Here’s a comparison of both versions:
| Mode | Wallclock time (sec) | CPU time (sec) | Peak memory (GB) |
|---|---|---|---|
| Eager | 3.2 | 12.9 | 4.5 |
| Lazy | 2.3 | 10.2 | 1.6 |
We have reduced CPU usage, improved parallelism allowing the results to came back even faster, and massively reduced memory usage. Not bad!
The downside is that we don’t have access to intermediate results—the query only does exactly what we asked for, and only once we call collect().
But for production use, we don’t care, we’ve already figured out the final query to run.
What about Pandas?
Pandas only offers the equivalent of Polars’ eager mode, and mostly doesn’t have parallelism except maybe when loading CSVs. So while I haven’t implemented the above query in Pandas, I would expect it to be no better than the Polars eager mode, and quite likely much worse.

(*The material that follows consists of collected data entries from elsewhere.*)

PR #7322, opened 2026-09-08
fix(desktop): say 'Stopped' not 'Complete' in agent lifecycle notifications

owieschon:
## What & why

Native lifecycle notifications used “Complete” for every non-Failed `Stop`, including interrupts. That title claims the agent finished when it only stopped.

Maps those events to “Stopped.” Failed stays Failed (#7294). PermissionRequest stays Needs Attention. No board/status detection change.

## How I tested it

- Tip: `a7ceb279a9d297a7dbcd830e95951f29f9742887`
- `bun test` on `notificationContent.test.ts` (string + branch update)
- Scope: `notificationContent.ts` + test only

## Checklist

- [x] Non-failed Stop title = Stopped
- [x] Failed path unchanged (#7294)
- [x] Draft

### DIFF
--- a/apps/desktop/src/renderer/routes/_authenticated/components/V2NotificationController/lib/notificationContent.test.ts
+++ b/apps/desktop/src/renderer/routes/_authenticated/components/V2NotificationController/lib/notificationContent.test.ts
@@ -23,7 +23,7 @@ describe("getV2NativeNotificationContent", () => {
 				}),
 			}),
 		).toEqual({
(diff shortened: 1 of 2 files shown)


owieschon:
Closing in favor of #7294. Both edit the same title expression; #7294 adds the `Failed` case, which is the correctness fix, and leaves the existing `Complete` wording alone. The rename here was an opinion, not a bug.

Comparing eager and lazy timelines
We can use the Sciagraph profiler to compare how these two modes work.
In addition to the more usual flamegraphs which it generates for both speed and memory usage, Sciagraph also generates timelines, which makes it easier to see parallelism and order of operation. These are best viewed on a large window on a desktop computer; they will be hard to view on a phone.
Eager version timeline
Notice we have a series of distinct operations, each triggered by different Python code:
Lazy version timeline
In the lazy version we only have one single Python operation, the collect(), triggering lots of work happening internally in Polars.

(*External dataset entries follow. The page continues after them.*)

PR #7326, opened 2026-09-08
fix(desktop): keep account names out of host-service crash tails

saddlepaddle:
## Problem

The host-service crash capture attaches the child's last 16 KB of output as an
`outputTail` extra. That output is mostly absolute paths under the user's home
directory — worktree paths, log paths, socket paths — so every crash report
carries the machine's account name, which on macOS is usually a person's real
name. In a 75-event sample read back from the desktop project, one account name
appeared 274 times in a single issue's tails.

The desktop SDK runs with `sendDefaultPii: false`. That governs SDK-collected
PII, not free-form extras, so this capture quietly sends what the SDK config
says it does not. Sentry's default `@userpath` scrubber does not catch it
either: the names are present verbatim in the stored events.

## Root cause

`handleChildExit` redacts the secrets it handed the child and nothing else. The
`redactions` array is exactly the right mechanism — it just never had the home
directory in it.

## Fix

Redact the home directory at the same capture site, via a `redactCrashTail`
helper extracted into the (electron-free) `host-service-utils` sibling so it is
testable without stubbing electron or the lazy `@sentry/electron/main` import.

Two deliberate constraints:

- **`~`, not removal.** Which worktree the child died under is part of the
  diagnosis; `~/.superset/worktrees/<id>/<name>` keeps that and drops only the
  name.
- **Exact strings, never patterns.** The tail is the only evidence a hard kill
  (SIGSEGV, OOM) leaves, so a regex that reached past what it named would redact
  the diagnosis along with the account name. The helper substitutes only values
  we already hold — the known secrets and `os.homedir()`.

Negative tests were written first and confirmed failing before the change. They
pin the two inputs a redactor must *not* touch:

- a root home directory (`/`, `C:\`, `""`) — it prefixes nearly every absolute
  path in the tail, so substituting one would erase the report. `path.dirname(h)
  !== h` rejects roots.
- an empty secret — `"".split("")` splits between every character, which would
  leave nothing but `[redacted]` separators. This hazard pre-dates the change;
  the old inline `reduce` was guarded only by a `.filter(Boolean)` at the two
  construction sites.

A third test asserts the fatal-error line, native frames, `/Applications/...`
and `/usr/lib/dyld` all survive redaction.

Behaviour is otherwise unchanged: same message, same tags, same extras, same
`[redacted]` placeholder for secrets. The capture is not silenced or downgraded.

## Scope

This is only the PII half of the DESKTOP-H1 triage. **The `[Filtered]` premise
that opened that ticket does not hold and no code here addresses it** — see the
note below. The crash itself (host-service V8 heap OOM) is being fixed
separately and deliberately not touched here.

### On `outputTail` arriving as `[Filtered]`

Worth recording, because it was the original request and the answer is "don't":

- It is not the norm. Across 75 events read back from the API: DESKTOP-H1
  **50/50 full tails, 0 filtered**; DESKTOP-HX 15/20 full; SIGKILL 2/3; SIGSEGV
  and SIGTRAP 1/1 each.
- Sentry's own `_meta` names the rule — `@password:filter`, whole-value
  substitution. Project config is stock (`dataScrubberDefaults: true`,
  `safeFields: []`, `sensitiveFields: []`, `relayPiiConfig: null`).
- It is content-triggered, not field-name-triggered: the same release appears on
  both sides, and 0 of 69 unfiltered tails contain any of Sentry's password-like
  key words. So renaming the field or splitting it into sub-fields would not
  reliably dodge it.
- Adding `outputTail` to the project's `safeFields` would work, and should
  **not** be done — that switch turns scrubbing off for the field, and this PR
  exists because the field carries personal data. Fixing it at the source is
  strictly better anyway: server-side scrubbing happens on ingest, after the
  names have already left the user's machine.

Note this cannot repair already-stored events, which retain the names.

## Verification

`bunx biome check` on the three changed files (after one `--write` for
formatting):

```
Checked 3 files in 16ms. No fixes applied.
```

`cd apps/desktop && bun run typecheck` — clean:

```
$ bun run generate:icons && bun run generate:routes
$ tsr generate
$ tsc --noEmit
```

`cd apps/desktop && bun test` (full package suite):

```
 3676 pass
 1 fail
 1 error
 2 snapshots, 59385 expect() calls
Ran 3677 tests across 398 files. [24.51s]
```

The one failure is pre-existing and unrelated —
`useSidebarDnd.test.ts`, `TypeError: React.createContext is not a function` from
`@dnd-kit/core`. It passes in isolation (8 pass), so it is full-suite ordering,
not a file-level break. Re-running the **full suite** with this diff fully
reverted (clean tree) reproduces it exactly:

```
 3669 pass
 1 fail
 1 error
 2 snapshots, 59370 expect() calls
Ran 3670 tests across 397 files. [23.77s]
```

Same file, same `React.createContext` frame. The delta is exactly this PR's
additions — +7 tests, +1 file, +15 expect() calls — with the failure count
unchanged.

New tests alone:

```
 7 pass
 0 fail
 15 expect() calls
Ran 7 tests across 1 file. [98.00ms]
```

Refs DESKTOP-H1
Refs DESKTOP-HX

https://claude.ai/code/session_01XtMkp7dcyp7JzCy6PgyMih

---
## Summary by cubic
Host-service crash tails previously included absolute paths under the user's home directory, exposing macOS account names to Sentry despite `sendDefaultPii: false`. They now replace the user's home directory with `~` at capture time while preserving secret redaction and diagnostic paths; stored events are not changed.

- Matches only the exact home directory at a path-segment boundary, including Windows separators, so sibling paths remain intact.
- Ignores filesystem-root home directories and empty secrets to avoid over-redacting the tail.
- Adds tests for boundary matching, literal special characters, combined redaction, and diagnostic preservation.
- Covers the PII portion of DESKTOP-H1; it does not change Sentry's `[Filtered]` behavior.

<sup>Written for commit 058cd6ee833750e7c9f3d05920212b2b1984eee4. Summary will update on new commits.</sup>

<a href="https://cubic.dev/pr/superset-sh/superset/pull/7326?utm_source=github" target="_blank" rel="noopener noreferrer" data-no-image-dialog="true"><picture><source media="(prefers-color-scheme: dark)" srcset="https://www.cubic.dev/buttons/review-in-cubic-dark.svg"><source media="(prefers-color-scheme: light)" srcset="https://www.cubic.dev/buttons/review-in-cubic-light.svg">Review in cubic</picture></a>

## Summary by CodeRabbit

- **Bug Fixes**
  - Crash reports now better protect sensitive information by redacting known secrets and replacing the user’s home directory with `~`.
  - Path handling preserves crash diagnostics, avoids altering filesystem root paths, and prevents unintended redaction of similarly named sibling paths.
  - Empty secrets are safely ignored during sanitization, including across supported path separator styles.

- **Tests**
  - Added coverage for secret redaction, home-directory replacement, root-directory handling, path boundaries, unchanged output, and combined sanitization scenarios.

### DIFF
--- a/apps/desktop/src/main/lib/host-service-coordinator.ts
+++ b/apps/desktop/src/main/lib/host-service-coordinator.ts
@@ -34,6 +34,7 @@ import {
 	MAX_HOST_LOG_BYTES,
 	openRotatingLogFd,
 	pollHealthCheck,
+	redactCrashTail,
 } from "./host-service-utils";
 import { localDb } from "./local-db";
 import { HOOK_PROTOCOL_VERSION } from "./terminal/env";
@@ -1092,10 +1093,10 @@ export class HostServiceCoordinator extends EventEmitter {
 							pid: childPid,
 							version: app.getVersion(),
 							uptimeMs: Date.now() - current.spawnedAt,
-							outputTail: current.redactions.reduce(
-								(tail, secret) => tail.split(secret).join("[redacted]"),
-								current.outputTail,
-							),
+							outputTail: redactCrashTail(current.outputTail, {
+								secrets: current.redactions,
+								homeDir: os.homedir(),
+							}),
 						},
 					}),
 				)
--- a/apps/desktop/src/main/lib/host-service-utils.test.ts
+++ b/apps/desktop/src/main/lib/host-service-utils.test.ts
@@ -56,6 +56,61 @@ describe("redactCrashTail", () => {
 				expect(redactCrashTail(CRASH_TAIL, { homeDir: root })).toBe(CRASH_TAIL);
 			}
 		});
+
+		test("substitutes a home directory that is the whole path", () => {
+			expect(redactCrashTail("/Users/ada", { homeDir: "/Users/ada" })).toBe(
+				"~",
+			);
+		});
+
+		// `/Users/ada` is a literal substring of `/Users/adam`, but that is a
+		// different account's directory — outside this home, and none of our
+		// business. `/Users/ada-old` from a migration is the same shape.
+		test("leaves a sibling path that merely starts with the home dir intact", () => {
+			for (const sibling of [
+				"/Users/adam/project",
+				"/Users/ada-old/project",
+				"/Users/adam",
+			]) {
+				expect(redactCrashTail(sibling, { homeDir: "/Users/ada" })).toBe(
+					sibling,
+				);
+			}
+		});
+
+		test("substitutes the home dir but not its sibling in the same tail", () => {
+			expect(
+				redactCrashTail("/Users/ada/mine and /Users/adam/theirs", {
+					homeDir: "/Users/ada",
+				}),
+			).toBe("~/mine and /Users/adam/theirs");
+		});
+
+		// Windows: os.homedir() is `C:\Users\...`, whose separators are regex
+		// metacharacters, and paths beneath it get logged with either separator.
+		test("handles a Windows home directory and both separators", () => {
+			const homeDir = "C:\\Users\\ada";
+
+			expect(redactCrashTail("C:\\Users\\ada\\project", { homeDir })).toBe(
+				"~\\project",
+			);
+			expect(redactCrashTail("C:\\Users\\ada/project", { homeDir })).toBe(
+				"~/project",
+			);
+			expect(redactCrashTail("C:\\Users\\adam\\project", { homeDir })).toBe(
+				"C:\\Users\\adam\\project",
+			);
+		});
+
+		// A HOME pointing somewhere odd must not turn into a wildcard.
+		test("treats regex metacharacters in the home dir as literal", () => {
+			expect(
+				redactCrashTail("/Users/axb/project", { homeDir: "/Users/a.b" }),
+			).toBe("/Users/axb/project");
+			expect(
+				redactCrashTail("/Users/a.b/project", { homeDir: "/Users/a.b" }),
+			).toBe("~/project");
+		});
 	});
 
 	describe("secrets", () => {
--- a/apps/desktop/src/main/lib/host-service-utils.test.ts
+++ b/apps/desktop/src/main/lib/host-service-utils.test.ts
@@ -1,0 +1,85 @@
+import { describe, expect, test } from "bun:test";
+import { redactCrashTail } from "./host-service-utils";
+
+/**
+ * A tail shaped like the ones host-service crashes actually attach: worktree
+ * paths under the user's home, then the V8 fatal error and its native frames.
+ */
+const CRASH_TAIL = [
+	"[host-service:pull-request-runtime] Worktree missing on disk; pausing branch sync until it reappears {",
+	"  worktreePath: '/Users/ada/.superset/worktrees/de7ee5cf/rift-menu'",
+	"}",
+	"[workspace-fs/watch] nested-repo scan hit cap { absolutePath: '/Users/ada/Desktop/flow', found: 3 }",
+	"",
+	"<--- Last few GCs --->",
+	"",
+	"FATAL ERROR: Ineffective mark-compacts near heap limit Allocation failed - JavaScript heap out of memory",
+	"----- Native stack trace -----",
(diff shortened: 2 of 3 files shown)


saddlepaddle:
Fixed in 058cd6ee8. CodeRabbit's finding was correct: `split(homeDir).join("~")` matched the home directory as a bare substring, so with a home of `/Users/ada` the path `/Users/adam/project` became `~m/project` — corrupting a path belonging to a *different* account, outside this home, which is the exact property the helper exists to protect.

**Fix.** Substitute only where the home directory ends the path or is followed by a separator, with the literal escaped before it reaches the regex:

```ts
const PATH_SEGMENT_END = "(?=$|[/\\\\])";

function escapeRegExp(literal: string): string {
	return literal.replace(/[.*+?^${}()|[\]\\]/g, "\\$&");
}

redacted = redacted.replace(
	new RegExp(`${escapeRegExp(homeDir)}${PATH_SEGMENT_END}`, "g"),
	"~",
);
```

Still the same exact literal — the lookahead can only *refuse* matches mid-segment, never admit new ones, so there is no drift toward matching `/Users/<anything>`.

**Separators: both `/` and `\`.** `os.homedir()` is `C:\Users\...` on Windows, and paths beneath it get logged with either separator there. Accepting both only narrows the match further, so it costs nothing. The backslashes in a Windows home are themselves regex metacharacters, which is the second reason the escape is not optional.

**Secrets deliberately unchanged** — still plain `split`/`join`. A secret is an opaque token with no boundary semantics; asserting one would make it miss.

**Tests.** Five added, and I confirmed all three sibling cases fail against the old implementation first, reproducing the reported corruption verbatim:

```
error: expect(received).toBe(expected)
Expected: "/Users/adam/project"
Received: "~m/project"
(fail) redactCrashTail > home directory > leaves a sibling path that merely starts with the home dir intact

error: expect(received).toBe(expected)
Expected: "~/mine and /Users/adam/theirs"
Received: "~/mine and ~m/theirs"
(fail) redactCrashTail > home directory > substitutes the home dir but not its sibling in the same tail

error: expect(received).toBe(expected)
Expected: "C:\Users\adam\project"
Received: "~m\project"
(fail) redactCrashTail > home directory > handles a Windows home directory and both separators
 9 pass
 3 fail
```

They assert the sibling survives **intact** (`/Users/adam/project` still reads `/Users/adam/project`), not merely that the output differs. Also covered: the exact-match case (bare `/Users/ada` → `~`), `/Users/ada-old`, a mixed-separator Windows path, and a home containing a regex metacharacter (`/Users/a.b` must not match `/Users/axb`). The existing "keeps the diagnosis" test passes unchanged.

---

**One measurement worth your call before merge.** I checked what actually follows the home directory in 401 real occurrences across the 69 unfiltered tails I pulled from the desktop project:

| next character | count |
|---|---|
| `/` (separator) | 342 |
| `'` (closing quote) | 59 |
| name character (would corrupt) | 0 |

The 59 are logged as `absolutePath: '/Users/ada'` — the home directory with nothing after it *in the path*, terminated by a quote rather than by end-of-input. This boundary does not redact those, so ~15% of occurrences still carry the account name.

I did **not** widen it to treat a quote as a boundary, because a quote is a legal character in a macOS path segment, so that would be a heuristic about filename charsets rather than a structural assertion — the drift you ruled out. The current boundary is safe by construction; the quote-aware one would only be safe in practice.

Two options if the 15% matters: leave it (a miss leaks a name, an over-match corrupts evidence — the asymmetry favours strictness), or add `'` and `"` to the lookahead and accept a documented heuristic. My recommendation is to leave it as-is and land this; the 85% is the part that repeats hundreds of times per report, and the remaining shape is a single bare path per occurrence.

**Verification after the change** — `bunx biome check` on the three files clean after one `--write`; `bun run typecheck` clean; full desktop suite:

```
 3681 pass
 1 fail
 1 error
 2 snapshots, 59395 expect() calls
Ran 3682 tests across 398 files. [30.36s]
```

Same single pre-existing failure as before (`useSidebarDnd.test.ts`, `React.createContext` from `@dnd-kit/core`), already proven on a clean tree at 3669 pass / 1 fail. Delta is exactly the 5 new tests.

We can also see that parallelism happens more often in the Polars thread pool.
Give Polars a try!
The ability to do both exploratory data analysis and final production code using the same library is very compelling. What’s more, Polars is fast, and it lets you take advantage of multiple cores. And once you’ve nailed down your queries, switch to lazy mode and everything will run even faster.